(Dataset entries)
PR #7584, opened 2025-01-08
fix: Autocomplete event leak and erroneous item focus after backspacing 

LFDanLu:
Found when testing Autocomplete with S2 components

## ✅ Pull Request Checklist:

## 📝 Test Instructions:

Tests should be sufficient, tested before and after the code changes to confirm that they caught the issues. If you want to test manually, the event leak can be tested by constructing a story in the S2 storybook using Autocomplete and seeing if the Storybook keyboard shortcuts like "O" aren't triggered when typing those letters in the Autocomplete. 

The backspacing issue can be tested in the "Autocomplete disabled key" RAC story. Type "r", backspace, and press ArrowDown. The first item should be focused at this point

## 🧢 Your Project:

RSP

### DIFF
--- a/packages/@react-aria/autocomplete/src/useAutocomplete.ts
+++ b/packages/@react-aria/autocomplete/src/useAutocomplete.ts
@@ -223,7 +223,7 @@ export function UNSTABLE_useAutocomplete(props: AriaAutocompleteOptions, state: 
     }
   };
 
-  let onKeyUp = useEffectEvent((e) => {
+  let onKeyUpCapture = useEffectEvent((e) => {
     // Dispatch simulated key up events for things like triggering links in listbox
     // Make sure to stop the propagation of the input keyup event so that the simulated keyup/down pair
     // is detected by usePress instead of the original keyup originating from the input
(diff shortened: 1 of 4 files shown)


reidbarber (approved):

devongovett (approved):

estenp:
==
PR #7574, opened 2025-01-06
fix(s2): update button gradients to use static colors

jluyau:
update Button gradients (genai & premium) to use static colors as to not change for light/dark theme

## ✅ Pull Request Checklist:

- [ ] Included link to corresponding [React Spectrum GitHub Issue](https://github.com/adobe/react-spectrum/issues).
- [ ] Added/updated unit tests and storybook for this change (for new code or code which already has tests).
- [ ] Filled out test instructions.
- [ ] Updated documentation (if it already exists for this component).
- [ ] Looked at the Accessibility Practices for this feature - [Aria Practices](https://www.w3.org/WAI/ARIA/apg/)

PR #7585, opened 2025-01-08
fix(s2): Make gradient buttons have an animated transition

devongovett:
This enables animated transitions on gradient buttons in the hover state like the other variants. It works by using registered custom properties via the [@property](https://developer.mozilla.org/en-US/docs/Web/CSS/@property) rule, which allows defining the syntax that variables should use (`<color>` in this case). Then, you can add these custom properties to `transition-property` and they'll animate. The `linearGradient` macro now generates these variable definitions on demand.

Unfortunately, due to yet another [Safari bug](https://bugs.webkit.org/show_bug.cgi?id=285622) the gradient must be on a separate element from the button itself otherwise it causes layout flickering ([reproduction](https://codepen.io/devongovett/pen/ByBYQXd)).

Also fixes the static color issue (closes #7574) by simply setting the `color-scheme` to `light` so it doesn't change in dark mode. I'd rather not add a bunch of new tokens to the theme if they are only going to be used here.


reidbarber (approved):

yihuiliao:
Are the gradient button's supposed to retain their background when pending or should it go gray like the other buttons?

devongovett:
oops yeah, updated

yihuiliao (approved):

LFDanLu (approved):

### WHAT IS EXPECTED
Return each line of the data above that includes the word "light".

### OUTPUT OF THE TASK
update Button gradients (genai & premium) to use static colors as to not change for light/dark theme
Also fixes the static color issue (closes #7574) by simply setting the `color-scheme` to `light` so it doesn't change in dark mode. I'd rather not add a bunch of new tokens to the theme if they are only going to be used here.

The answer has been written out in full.